(Stored items)
━━━━━━━━━━━━━━━━━━━━

PR #155, opened 2019-11-21
BLUEBUTTON 1506:  Bulk Export Since support

RickHawesUSDS:
**Why**
This large PR contains the work to support the Bulk Export Since epic. 

**Description**
The work in this PR is described by the RFC [0004-since-paramater](https://github.com/CMSgov/beneficiary-fhir-data/blob/BLUEBUTTON-1506-Since-Support/rfcs/0004-since-parameter.md). Details can be found in the document and the comments in the code. 

**Tickets**
- BLUEBUTTON-1507 Create and publish an RFC for bulk export since support 
- BLUEBUTTON-1508 Update schema for since support 
- BLUEBUTTON-1509 Return meta.lastUpdated
- BLUEBUTTON-1510 Search on lastUpdated for _since support
- BLUEBUTTON-1598 Optimize zero-size result-sets in since support 

**Testing Done**
In addition to the unit and integration tests added to the PR, ad-hoc testing was done on the test environment. Also, the DPC side of the _since feature was implemented and the two systems integrated and tested together. The synthetic data set was loaded, but production RIF files haven't been tried for obvious reasons. 

**Deploying this PR**
This PR contains both a schema change and changes to the pipeline and data server. Developing the PR, it was convenient to refactor and change all parts simultaneously. When approved, I'll update the schema-only PR and that will be deployed first. The deployment will be staged to prod-sbx for a time as well.

**Security Implications**
New bloom filter software package and new lastUpdated information stored in the database. 

- [x]  new software dependencies
- [ ]  altered security controls
- [x]  new data stored or transmitted
- [ ]  security checklist is completed for this change
- [ ]  requires more information or team discussion to evaluate security implications


apps/bfd-server/bfd-server-war/src/main/java/gov/cms/bfd/server/war/stu3/providers/QueryUtils.java
```diff
@@ -0,0 +1,163 @@
...
+    final Path lastUpdatedPath = root.get("lastUpdated");
+
+    Predicate lowerBoundPredicate = null;
+    if (lowerBound != null) {
+      switch (range.getLowerBound().getPrefix()) {
+        case GREATERTHAN:
+          lowerBoundPredicate = criteriaBuilder.greaterThan(lastUpdatedPath, lowerBound);
+          break;
+        case EQUAL:
+          lowerBoundPredicate = criteriaBuilder.greaterThanOrEqualTo(lastUpdatedPath, lowerBound);
```
shea-parkes: I know I'm coming in from way, way out of left field, and I don't have access to your requirements for this one, but this line is surprising in isolation (being under `case EQUAL`).  There are plenty of reasons this could be perfectly fine, but I felt like it was worth at least hanging a comment on it to call attention in case it was an accident.

Thanks for working on this.  I promise I'll be using it downstream.

shea-parkes: Ah, nevermind, it's the lowerbound predicate.  And you have another one on upperbound, so you're squeezing them.  Definitely fine.  Sorry to bother you.

apps/bfd-server/bfd-server-war/src/main/java/gov/cms/bfd/server/war/stu3/providers/LoadedFileFilter.java
```diff
@@ -0,0 +1,134 @@
...
+import com.google.common.hash.BloomFilter;
+import com.google.common.hash.Funnels;
+import java.util.Date;
+
+/**
+ * LoadedFile filters are used to determine if a given beneficiary was updated in particular loaded
+ * file. Beneath the covers, they use BloomFilters (see <a
+ * href="https://en.wikipedia.org/wiki/Bloom_filter">Bloom Filters</a>) which are space efficient.
+ */
+public class LoadedFileFilter {
```
whytheplatypus: What are the trade offs between the bloomfilter implementation and a optimized date range query (as I understand it they can be very cheap if the correct indexes are in place because of ordering).

whytheplatypus: answering my own question: indexing becomes too large for some of the large tables.

apps/bfd-model/bfd-model-rif/src/main/resources/db/migration/V21__Add_lastUpdated.sql
```diff
@@ -0,0 +1,58 @@
...
+--
+-- One row for each RIF file loaded. 
+-- The timestamps represent start and end time of processing the RIF file. 
+-- Count is the number of records in the RIF file. 
+-- The filterBytes is an array of all beneficiariesIds in the RIF file.
+-- Dev Note: The byte array format was faster (2x) than an array type
+-- The filterType allows us to upgrade the filter type in the future.
+-- 
+create table "LoadedFiles" (
+  "loadedFileId" bigint primary key,
```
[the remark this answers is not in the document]
whytheplatypus: ignore this, it's a convention within this project at the least.

apps/bfd-pipeline/bfd-pipeline-rif-load/src/main/java/gov/cms/bfd/pipeline/rif/load/RifLoader.java
```diff
@@ -79,6 +85,8 @@
    */
   private static final int RECORD_BATCH_SIZE = 100;
 
+  private static final int MAX_FILE_AGE = 30; // Days
```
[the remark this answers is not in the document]
RickHawesUSDS: In some past projects I would put these in configs. This project doesn't have many configs which can be a virtue because it is simpler to operate. This is especially true since we are practicing "infrastructure as code".

apps/bfd-model/bfd-model-codegen/src/main/java/gov/cms/bfd/model/codegen/MappingSpec.java
```diff
@@ -158,6 +159,20 @@ public MappingSpec setHasLines(boolean hasLines) {
...
+   *     if not
+   */
+  public boolean getHasLastUpdated() {
+    return hasLastUpdated;
+  }
+
+  /** @param hasLastUpdated the new value for {@link #getHasLastUpdated()} */
+  public MappingSpec setHasLastUpdated(boolean hasLastUpdated) {
+    this.hasLastUpdated = hasLastUpdated;
+    return this;
```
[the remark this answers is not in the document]
whytheplatypus: hapi tends toward [fluent interfaces](https://hapifhir.io/doc_rest_client.html#_toc_the_fluentgeneric_client)

apps/bfd-server/bfd-server-war/src/main/java/gov/cms/bfd/server/war/stu3/providers/ExplanationOfBenefitResourceProvider.java
```diff
@@ -251,17 +297,26 @@ private static int compareByClaimIdThenClaimType(IBaseResource res1, IBaseResour
   /**
    * @param claimType the {@link ClaimType} to find
    * @param patientId the {@link Beneficiary#getBeneficiaryId()} to filter by
+   * @param
```
nickrobison-usds: Missing javadoc

apps/bfd-pipeline/bfd-pipeline-rif-load/src/main/java/gov/cms/bfd/pipeline/rif/load/RifLoader.java
```diff
@@ -79,6 +88,8 @@
    */
   private static final int RECORD_BATCH_SIZE = 100;
 
+  private static final int MAX_FILE_AGE = 40; // Days
```
whytheplatypus: Add `DAYS` to the name of the variable so it's clear during usage.

apps/bfd-pipeline/bfd-pipeline-rif-load/src/main/java/gov/cms/bfd/pipeline/rif/load/RifLoader.java
```diff
@@ -512,8 +552,7 @@ private void processAsync(
        * ensure that the failing data is captured.
        */
       try {
-        if (entityManager != null && entityManager.getTransaction().isActive())
-          entityManager.getTransaction().rollback();
+        if (txn != null && txn.isActive()) txn.rollback();
```
whytheplatypus: it looks like this `txn` isn't in the scope of this `finally`, since it's set during the `try`. I could just be counting the brackets wrong.

apps/bfd-pipeline/bfd-pipeline-rif-load/src/main/java/gov/cms/bfd/pipeline/rif/load/RifLoader.java
RickHawesUSDS: Good point. Will fix.

apps/bfd-pipeline/bfd-pipeline-rif-load/src/main/java/gov/cms/bfd/pipeline/rif/load/RifLoader.java
RickHawesUSDS: The idea behind this change is not to rely on the fact that getTransaction() will return the same transaction as the one at the start of the transaction. Instead of doing...

```
try {
  em.getTransaction().begin();
  ...
  em.getTransaction().commit();
} finally {
  em.getTransaction().rollback();
}
```

We write...
```
EntityTransaction txn = null;
try {
  txn = em.getTransaction();
  txn.begin();
  ...
  txn.commit();
} finally {
  if (txn != null) txn.rollback();
}
```
Not as elegant, but I think it is safer. What do you think? Granted, the function is a mess, as the TODO states. What do you think?

apps/bfd-model/bfd-model-rif/src/main/java/gov/cms/bfd/model/rif/LoadedBatchBuilder.java
```diff
@@ -0,0 +1,48 @@
+package gov.cms.bfd.model.rif;
+
+import java.util.Date;
+import java.util.Vector;
+
+/** Class to build a LoadedBatch. Thread safe. */
+public class LoadedBatchBuilder {
+  private final Vector<String> beneficiaries;
```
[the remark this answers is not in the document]
RickHawesUSDS: Good catch. I wasn't aware it was semi deprecated, so I learned something today.

apps/bfd-model/bfd-model-rif/src/main/java/gov/cms/bfd/model/rif/LoadedBatch.java
```diff
@@ -0,0 +1,119 @@
...
+import javax.persistence.Entity;
+import javax.persistence.GeneratedValue;
+import javax.persistence.GenerationType;
+import javax.persistence.Id;
+import javax.persistence.SequenceGenerator;
+import javax.persistence.Table;
+
+/** JPA class for the LoadedBatches table */
+@Entity
+@Table(name = "`LoadedBatches`")
```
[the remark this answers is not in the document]
RickHawesUSDS: It has to do with the convention in BFD to use mixed case table names and SQLs tendency to lower case stuff automatically if the quotes are not there.

apps/bfd-model/bfd-model-rif/src/main/java/gov/cms/bfd/model/rif/LoadedBatchBuilder.java
```diff
@@ -0,0 +1,48 @@
...
+    beneficiaries.add(beneficiaryId);
+  }
+
+  /**
+   * Create a LoadedBatch from the data in the builder
+   *
+   * @return a new LoadedBatch
+   */
+  public LoadedBatch build() {
+    synchronized (this) {
```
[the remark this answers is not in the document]
RickHawesUSDS: Good point.

apps/bfd-pipeline/bfd-pipeline-rif-load/src/main/java/gov/cms/bfd/pipeline/rif/load/RifLoader.java
whytheplatypus: Definitely like the change to clearly use the same transaction all the way through. My question is really more about java scope in general: since `txn` is set to `em.getTransaction()` inside the `try` block does it retain that value so that `txn.rollback()` can be called in the `finally`?

whytheplatypus: answered my own question looks like it [does retain the value](https://repl.it/repls/EnchantedOpulentIrcbot) out of the `try` block.

apps/bfd-model/bfd-model-rif/src/main/java/gov/cms/bfd/model/rif/LoadedBatchBuilder.java
```diff
@@ -0,0 +1,48 @@
+package gov.cms.bfd.model.rif;
+
+import java.util.Date;
+import java.util.Vector;
+
+/** Class to build a LoadedBatch. Thread safe. */
+public class LoadedBatchBuilder {
```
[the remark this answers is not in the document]
RickHawesUSDS: I didn't find this annotation in the current set of packages used in the project. What package do you recommend?

apps/bfd-server/bfd-server-war/src/main/java/gov/cms/bfd/server/war/stu3/providers/ExplanationOfBenefitResourceProvider.java
RickHawesUSDS: Thanks

apps/bfd-model/bfd-model-rif/src/main/java/gov/cms/bfd/model/rif/LoadedBatchBuilder.java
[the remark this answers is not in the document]
nickrobison-usds: I believe it's part of the javax.annotation.concurrent package, see [here](https://aalmiray.github.io/jsr-305/apidocs/javax/annotation/concurrent/NotThreadSafe.html). If not, it's probably not worth pulling in a new dependency just for an annotation.

apps/bfd-model/bfd-model-rif/src/main/resources/db/migration/V21__Add_lastUpdated.sql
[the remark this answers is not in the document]
karlmdavis: General reason is that it makes queries a bit easier to read in the presence of joins, without requiring aliasing. Not a cure-all (still sometimes end up needing aliases), but I've found it helps.

apps/bfd-pipeline/bfd-pipeline-rif-load/src/main/java/gov/cms/bfd/pipeline/rif/load/RifLoader.java
karlmdavis: Declarations are block-scoped, not assignments/values.

rfcs/0004-since-parameter.md
```diff
@@ -0,0 +1,193 @@
...
+
+Partners can use the `_lastUpdated` parameter to get a single beneficiary's recently added FHIR resources. 
+To do this without missing a resource, the partner remembers (or has it's client remember) the returned Bundle's `lastUpdated` field. 
+This date represents the last update timestamp of the service database. All future updates to the database happen after this timestamp.
+
+![Last Updated](https://www.websequencediagrams.com/files/render?link=JJsgr8NxcInDVKyKqwtBiC5bTjdEafpXz4G1vbW2QbwtiveJ8IdHKl3r35lCdKdn)
+
+### Bulk Export Implementors Details
+
+BFD partner's which are implementing bulk export can add `_since` support. Just as it was in the single beneficiary case, keeping track of timestamps is important to avoid missing data. The following sequence diagram shows how this interaction should work.
```
dkrylovsb: Let's say a new EOB is added to the BFD DB. Will that update the `_lastUpdated` timestamp on the **Patient** resource to which the EOB belongs?

dkrylovsb: The reason I am asking is to see if we could determine whether we can _completely_ avoid making a call to `/fhir/ExplanationOfBenefit?patient=...` by looking at `Patient.lastUpdated`, which would potentially make a significant positive impact on both ends.

RickHawesUSDS: The literal answer to your question, the answer is no. A Patient's `lastUpdated` timestamp reflects the update time of the underlying beneficiary record from which the resource is derived. Adding new claim records doesn't change the beneficiary record or the resultant Patient resource. 

However, there is an optimization that you have in mind that I don't understand. Can you explain it more?

dkrylovsb: Thanks for the answer, @RickHawesUSDS . Our interaction with BFD begins with obtaining a list of Patients by a given Part D contract number via an endpoint that @whytheplatypus has implemented. Then, for each Patient we search for their EOBs: a separate call per Patient. 

If we begin storing (read: caching) received EOBs on our end, then on subsequent runs _ideally_ we would like to be able to tell from a given Patient record whether or not their EOBs changed from the last time we fetched them, because that could save us from even making a network call altogether.

Does this make sense?

RickHawesUSDS: Yes. This makes sense. So my understanding is that the AB2D to service keeps a cache of the EOBs received for a particular beneficiary. Periodically, the AB2D service would like to poll the BFD to receive any new EOBs for that particular beneficiary. Do I have this right? 

If so, this is an outline on how it can be accomplished: 

**Pre-step**: In addition to caching the EOB's for a particular beneficiary, you need to store one timestamp, the `transactionTime`, with each beneficiary.

**First-Time**: Fetch all EOBs for a particular beneficiary use the current EOB search end-point. The returned bundle of EOB has a `lastUpdated` timestamp. This is the `transactionTime` to store along-side the beneficiary's EOBs.  

**Periodically**: Fetch the EOB's that have arrived after the stored `transactionTime`. The new bundles will have an updated `transactionTime` to store as well. Repeat. 

```
v1/fhir/ExplanationOfBenefit?patient=<bene_id>&_lastUpdated=gt<transactionTime>
```

apps/bfd-server/bfd-server-war/src/main/java/gov/cms/bfd/server/war/stu3/providers/PatientResourceProvider.java
```diff
@@ -218,15 +218,11 @@ public Bundle searchByLogicalId(
       }
     }
 
+    PagingLinkBuilder paging =
+        new PagingLinkBuilder(
+            requestDetails, "/Patient?", Patient.SP_RES_ID, logicalId.getValue(), lastUpdated);
```
whytheplatypus: Bringing this forward into the Providers is fantastic.

apps/bfd-server/bfd-server-war/src/main/java/gov/cms/bfd/server/war/stu3/providers/QueryUtils.java
```diff
@@ -0,0 +1,121 @@
...
+   * Create a predicate for the lastUpdate field based on the passed _lastUpdated parameter range.
+   *
+   * @param cb to use
+   * @param root to use
+   * @param range to base the predicate on
+   * @return a predicate on the lastUpdated field
+   */
+  static Predicate createLastUpdatedPredicate(
+      CriteriaBuilder cb, Root<?> root, DateRangeParam range) {
+    final Path<Date> lastUpdatedPath = root.get("lastUpdated");
```
whytheplatypus: Could replace `root` in params and bubble up `lastUpdatedPath`.

apps/bfd-server/bfd-server-war/src/main/java/gov/cms/bfd/server/war/stu3/providers/QueryUtils.java
```diff
@@ -0,0 +1,121 @@
...
+        return cb.or(cb.isNull(lastUpdatedPath), upperBoundPredicate);
+      } else {
+        return cb.and(lowerBoundPredicate, upperBoundPredicate);
+      }
+    } else {
+      if (lowerBoundPredicate == null) {
+        throw new IllegalArgumentException(
+            ("_lastUpdate upper and lower bound cannot both be null"));
+      } else {
+        return lowerBoundPredicate;
```
whytheplatypus: This can be outside of the if else, reducing complexity a bit.

PR #158, opened 2019-11-21
Allow local server port to be set via env var

whytheplatypus:
# Why
To allow developers to run the BFD web server on a specific port. This makes possible things like consistent port forwarding in virtualized environments, and a lower barrier to entry for local development.

# Changes
- propagate the `BFD_PORT` environment variable through the `server-start.sh` script.


whytheplatypus:
Sounds good! The `BFD_PORT` is an [existing configuration variable](https://github.com/CMSgov/beneficiary-fhir-data/blob/master/apps/bfd-server/bfd-server-launcher/src/main/java/gov/cms/bfd/server/launcher/AppConfiguration.java#L17), where are these typically documented?

PR #170, opened 2019-12-17
BLUEBUTTON-1679 Remove hicn-hash identifier from Patient Resource

dtisza1:
### Change Details

Summary:

This is to remove the hashed HICN identifier from the patient resource response.

- Removed the TransformerConstants.CODING_BBAPI_BENE_HICN_HASH identifier from the BeneficiaryTransformer .  The BeneficiaryTransformer is used by the PatientResourceProvider for the FHIR response. 
- Testing of the Patient resource using CURL is working as expected in the local docker setup. 
- Reviewed the code base for other areas that this change might affect. Not seeing BeneficiaryTransformer utilized anywhere besides PatientResourceProvider and in related tests.
- Updated the unit tests in the BeneficiaryTransformerTest class. This included transformSampleARecord() and transformSampleARecordWithIdentifiers() methods. In addition to validating the count/size for the number of identifiers, the values are also validated.
- Updated the IT tests. These are performed by the EndpointJsonResponseComparatorIT class. This utilizes JSON files under the apps/bfd-server/bfd-server-war/src/test/resources/endpoint-responses path. These files are used to validate related end-point responses.  The hicn-hash identifier was removed from 6 of these files.
- ALL TESTS ARE PASSING IN LOCAL DEV!
- Added a change entry to the apps/bfd-server/dev/api-changelog.md

### Acceptance Validation

- That the Patient resource responses DO NOT contain the hicn-hash identifier:  "https://bluebutton.cms.gov/resources/identifier/hicn-hash"

### External References

- [BLUEBUTTON-1679](https://jira.cms.gov/browse/BLUEBUTTON-1679)

### Security Implications

### DIFF
--- a/apps/bfd-server/bfd-server-war/src/test/java/gov/cms/bfd/server/war/stu3/providers/BeneficiaryTransformerTest.java
+++ b/apps/bfd-server/bfd-server-war/src/test/java/gov/cms/bfd/server/war/stu3/providers/BeneficiaryTransformerTest.java
@@ -34,8 +34,17 @@ public final class BeneficiaryTransformerTest {
     Patient patient =
         BeneficiaryTransformer.transform(
             new MetricRegistry(), beneficiary, IncludeIdentifiersMode.OMIT_HICNS_AND_MBIS);
+
     assertMatches(beneficiary, patient);
-    Assert.assertEquals(2, patient.getIdentifier().size());
+
+    // Verify patient has only one identifier.
+    Assert.assertEquals(1, patient.getIdentifier().size());
+
+    // Verify the only identifier is BENE_ID and value.
+    Assert.assertEquals(
+        patient.getIdentifier().get(0).getSystem(),
+        TransformerUtils.calculateVariableReferenceUrl(CcwCodebookVariable.BENE_ID));
+    Assert.assertEquals(patient.getIdentifier().get(0).getValue(), "567834");
   }
 
   /**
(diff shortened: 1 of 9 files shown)


apps/bfd-server/bfd-server-war/src/test/java/gov/cms/bfd/server/war/stu3/providers/BeneficiaryTransformerTest.java
```diff
@@ -34,8 +35,17 @@ public void transformSampleARecord() {
...
         BeneficiaryTransformer.transform(
             new MetricRegistry(), beneficiary, IncludeIdentifiersMode.OMIT_HICNS_AND_MBIS);
+
     assertMatches(beneficiary, patient);
-    Assert.assertEquals(2, patient.getIdentifier().size());
+
+    // Verify patient has only one identifier.
+    Assert.assertEquals(1, patient.getIdentifier().size());
+
+    // Verify the only identifier is BENE_ID and value.
```
ronaldheft-usds: This is a nice assertion addition to the test.

apps/bfd-server/bfd-server-war/src/test/java/gov/cms/bfd/server/war/stu3/providers/BeneficiaryTransformerTest.java
```diff
@@ -46,13 +56,58 @@ public void transformSampleARecord() {
...
             new MetricRegistry(), beneficiary, IncludeIdentifiersMode.INCLUDE_HICNS_AND_MBIS);
+
     assertMatches(beneficiary, patient);
-    Assert.assertEquals(7, patient.getIdentifier().size());
+
+    // Verify patient has 6 identifiers.
+    Assert.assertEquals(6, patient.getIdentifier().size());
+
+    // Verify patient identifiers and values match.
+    assertValuesInPatientIdentifiers(
```
ronaldheft-usds: If I understand this test correctly, we're asserting that when we have the INCLUDE_IDENTIFIERS flag, we're still returning the unhashed hicn, correct?

dtisza1:
> I was expecting that we would extend the IncludeIdentifiersMode enumeration to have a new INCLUDE_MBIS mode in addition to the INCLUDE_HICNS_AND_MBIS. We would still keep the current INCLUDE_HICNS_AND_MBIS mode so that we wouldn't break existing partners. It looks like this change just eliminates HICNs from the Patient resource.

@RickHawesUSDS We have a split up of related tickets. This one only includes removing the hicn-hash. Was just talking over the IncludeIdentifiersMode with @ronaldheft-usds and we are wanting to include that in the next BLUEBUTTON-1536 ticket (since it goes with that task).

apps/bfd-server/bfd-server-war/src/test/java/gov/cms/bfd/server/war/stu3/providers/BeneficiaryTransformerTest.java
dtisza1: That's correct.

PR #172, opened 2019-12-19
BLUEBUTTON-1516: Search patients by MBI hash

ronaldheft-usds:
### Change Details

Summary:

This PR prepares BFD to handle MBIs over HICNs for searching and the identifiers returned.

* Adds an `mbiHash` column and index to Beneficiaries and BeneficiariesHistory (props @RickHawesUSDS)
* Adds the hashing algorithm for MBIs
  * This is based on the exact same algorithm as the HICN hash. The same pepper and iterations are used, so the details will remain the same among BFD partners.
  * The exact same configuration value for the pepper and iterations was used so we did not have to update server configurations. This can be a little confusing, as the MBI hashing algorithm references the HICN pepper. If we're okay with updating server configurations, I would recommend we rename the property to something that applies to both HICN and MBI.
* Updates the RifLoader to calculate the `mbiHash` column for Beneficiaries and BeneficiariesHistory
  * This occurs by running the MBI through the hashing algorithm on load.
  * The MBI property remains optional, so if we do not have an MBI for a beneficiary, all data loading logic will continue to function.
  * The `medicareBeneficiaryId` was added to the mapping spreadsheet for BeneficiariesHistory to support testing. It appears the BeneficiariesHistory RIF loading capability is only used for testing purposes, but if this is not the case, there will be a potential data load problem with this change.
* Updates all RifLoader tests to verify the `mbiHash` is calculated correctly
  * Adds MBIs to the BeneficiariesHistory RIF files to support testing and verifying the same scenarios we were verifying for HICNs.
* Adds the `mbi-hash` identifier to Patient resources via the `mbi-hash` identifier
* Refactors the `queryDatabaseByHicnHash` method to be a generic `queryDatabaseByHash` to support reusing the same search logic for MBIs as we used for HICNs
* Adds the `mbi-hash` as a valid identifier to use for searching Patients.
  * Includes tests for all the same searching scenarios as we were testing for searching by `hicn-hash`.

Miscellaneous tasks performed:

* Adds *`.iml` files to the `.gitignore` (Using IntelliJ and wanted to ensure no IntelliJ files were checked in)

### Acceptance Validation

* Verification there are no issues adding the MBI to the BeneficiariesHistory RIF loader.
* Patients can be found via searching with the `mbi-hash` identifier.
* The `mbi-hash` identifier is returned for Patient resources.

### Feedback Requested

* General approach and validating I am conforming to BFD developer standards.

### Remaining Work

* This PR *does not* address the following related tasks. All of these tasks will be required to launch MBI search into production:
  * Calculating the MBI hash for existing beneficiaries (@RickHawesUSDS is looking into this)
  * Updating existing synthetic data to support searching by MBI ([BLUEBUTTON-1524](https://jira.cms.gov/browse/BLUEBUTTON-1524))
  * Updating the developer documentation to communicate `mbi-hash` as a validate identifier to search by

### External References

* [BLUEBUTTON-1516](https://jira.cms.gov/browse/BLUEBUTTON-1516)

### DIFF
--- a/apps/bfd-server/bfd-server-war/src/main/java/gov/cms/bfd/server/war/stu3/providers/BeneficiaryTransformer.java
+++ b/apps/bfd-server/bfd-server-war/src/main/java/gov/cms/bfd/server/war/stu3/providers/BeneficiaryTransformer.java
@@ -60,6 +60,13 @@ final class BeneficiaryTransformer {
         .setSystem(TransformerConstants.CODING_BBAPI_BENE_HICN_HASH)
         .setValue(beneficiary.getHicn());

━━━━━━━━━━━━━━━━━━━━

▶ [Task prompt] For the records above, give the number of lines that include the string "iterations", with nothing added.

▶ [Your response] 2